◆ TO DO
Only the number is wanted: how many lines of the data contain "same"?

[Saved data entries]
········

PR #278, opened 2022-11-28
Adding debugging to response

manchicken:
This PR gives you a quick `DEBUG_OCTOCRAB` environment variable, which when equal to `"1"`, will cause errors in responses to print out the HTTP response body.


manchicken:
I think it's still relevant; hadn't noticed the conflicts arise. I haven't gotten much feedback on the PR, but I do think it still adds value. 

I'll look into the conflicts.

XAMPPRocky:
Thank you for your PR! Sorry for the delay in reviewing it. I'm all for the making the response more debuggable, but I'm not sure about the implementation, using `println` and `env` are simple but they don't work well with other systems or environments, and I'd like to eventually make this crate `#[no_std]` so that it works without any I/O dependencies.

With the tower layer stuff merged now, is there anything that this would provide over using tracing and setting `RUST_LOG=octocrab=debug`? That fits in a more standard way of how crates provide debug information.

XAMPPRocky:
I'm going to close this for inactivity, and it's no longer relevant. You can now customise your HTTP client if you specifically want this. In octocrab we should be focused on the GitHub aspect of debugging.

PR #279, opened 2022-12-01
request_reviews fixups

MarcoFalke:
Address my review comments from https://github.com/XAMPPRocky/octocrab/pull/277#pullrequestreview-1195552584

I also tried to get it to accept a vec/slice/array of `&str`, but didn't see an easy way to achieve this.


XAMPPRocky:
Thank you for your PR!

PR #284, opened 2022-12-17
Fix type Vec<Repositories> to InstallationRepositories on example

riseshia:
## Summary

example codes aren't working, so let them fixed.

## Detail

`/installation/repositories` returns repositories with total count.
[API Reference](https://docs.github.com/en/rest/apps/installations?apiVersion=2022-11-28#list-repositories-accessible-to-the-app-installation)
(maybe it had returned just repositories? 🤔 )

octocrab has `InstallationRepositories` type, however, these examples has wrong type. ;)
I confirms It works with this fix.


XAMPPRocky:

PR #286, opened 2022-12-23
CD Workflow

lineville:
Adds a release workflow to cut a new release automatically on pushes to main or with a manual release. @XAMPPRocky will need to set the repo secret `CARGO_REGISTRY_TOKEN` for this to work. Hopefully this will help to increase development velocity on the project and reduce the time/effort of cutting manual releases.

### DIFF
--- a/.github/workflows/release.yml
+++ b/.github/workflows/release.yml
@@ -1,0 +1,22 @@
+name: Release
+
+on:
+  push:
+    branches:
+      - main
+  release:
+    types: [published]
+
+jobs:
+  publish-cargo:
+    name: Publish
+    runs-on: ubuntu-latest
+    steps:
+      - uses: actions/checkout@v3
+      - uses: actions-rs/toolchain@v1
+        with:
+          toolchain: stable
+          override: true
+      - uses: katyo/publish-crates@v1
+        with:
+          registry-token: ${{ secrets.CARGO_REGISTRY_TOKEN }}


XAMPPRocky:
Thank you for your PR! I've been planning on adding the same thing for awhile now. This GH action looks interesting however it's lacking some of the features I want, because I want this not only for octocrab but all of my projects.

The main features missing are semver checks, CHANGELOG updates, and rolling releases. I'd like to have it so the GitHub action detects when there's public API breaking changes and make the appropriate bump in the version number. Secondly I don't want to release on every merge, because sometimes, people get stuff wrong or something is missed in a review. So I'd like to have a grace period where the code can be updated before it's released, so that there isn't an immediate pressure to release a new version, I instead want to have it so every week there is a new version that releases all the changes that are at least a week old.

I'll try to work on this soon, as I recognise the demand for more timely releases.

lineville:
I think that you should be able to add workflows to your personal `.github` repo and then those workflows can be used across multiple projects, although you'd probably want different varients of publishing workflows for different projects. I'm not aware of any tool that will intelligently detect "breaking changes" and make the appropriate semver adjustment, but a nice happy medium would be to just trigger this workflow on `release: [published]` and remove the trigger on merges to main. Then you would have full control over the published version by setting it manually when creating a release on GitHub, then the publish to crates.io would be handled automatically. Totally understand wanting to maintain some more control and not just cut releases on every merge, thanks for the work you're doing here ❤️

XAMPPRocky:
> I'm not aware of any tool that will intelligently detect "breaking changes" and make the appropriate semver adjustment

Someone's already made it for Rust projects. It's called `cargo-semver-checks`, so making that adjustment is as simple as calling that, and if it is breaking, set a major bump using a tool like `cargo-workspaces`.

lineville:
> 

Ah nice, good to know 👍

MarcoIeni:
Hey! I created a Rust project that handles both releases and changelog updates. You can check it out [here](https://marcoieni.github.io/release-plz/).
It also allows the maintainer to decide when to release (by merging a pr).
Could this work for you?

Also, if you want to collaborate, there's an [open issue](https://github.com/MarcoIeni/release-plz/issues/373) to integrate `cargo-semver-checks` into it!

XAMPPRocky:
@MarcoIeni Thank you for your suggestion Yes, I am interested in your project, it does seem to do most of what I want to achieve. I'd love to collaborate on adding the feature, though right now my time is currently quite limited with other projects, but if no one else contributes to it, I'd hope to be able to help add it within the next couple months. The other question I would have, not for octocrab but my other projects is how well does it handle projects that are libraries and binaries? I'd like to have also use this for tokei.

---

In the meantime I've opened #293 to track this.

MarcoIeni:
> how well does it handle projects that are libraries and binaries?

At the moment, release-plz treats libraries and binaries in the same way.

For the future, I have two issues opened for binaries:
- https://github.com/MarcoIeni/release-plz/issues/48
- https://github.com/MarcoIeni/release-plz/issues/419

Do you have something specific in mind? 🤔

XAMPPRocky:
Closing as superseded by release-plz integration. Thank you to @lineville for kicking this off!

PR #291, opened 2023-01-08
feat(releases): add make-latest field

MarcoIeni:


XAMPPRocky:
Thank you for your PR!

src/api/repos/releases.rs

········

◆ ANSWER
2